**Task**:
Where in the records does the word "value" occur? Copy each line in which it does.

**Entries provided**:
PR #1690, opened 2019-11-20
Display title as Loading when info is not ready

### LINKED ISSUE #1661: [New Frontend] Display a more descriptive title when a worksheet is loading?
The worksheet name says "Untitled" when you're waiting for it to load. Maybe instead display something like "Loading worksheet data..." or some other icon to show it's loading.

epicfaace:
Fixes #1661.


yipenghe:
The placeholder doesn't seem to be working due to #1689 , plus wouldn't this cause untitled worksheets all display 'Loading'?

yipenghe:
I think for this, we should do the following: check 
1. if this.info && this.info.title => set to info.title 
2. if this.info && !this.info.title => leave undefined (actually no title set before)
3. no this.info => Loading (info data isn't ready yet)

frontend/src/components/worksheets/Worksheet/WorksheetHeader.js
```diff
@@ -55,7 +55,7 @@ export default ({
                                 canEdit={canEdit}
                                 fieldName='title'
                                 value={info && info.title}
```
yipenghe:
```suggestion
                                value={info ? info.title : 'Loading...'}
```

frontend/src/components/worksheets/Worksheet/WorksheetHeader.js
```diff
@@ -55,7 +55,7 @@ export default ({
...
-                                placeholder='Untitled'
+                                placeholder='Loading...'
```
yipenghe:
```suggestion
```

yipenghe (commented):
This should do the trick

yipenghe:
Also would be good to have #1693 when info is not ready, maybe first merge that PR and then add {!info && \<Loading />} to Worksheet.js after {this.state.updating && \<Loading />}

**Answer section**:
                                 value={info && info.title}
                                value={info ? info.title : 'Loading...'}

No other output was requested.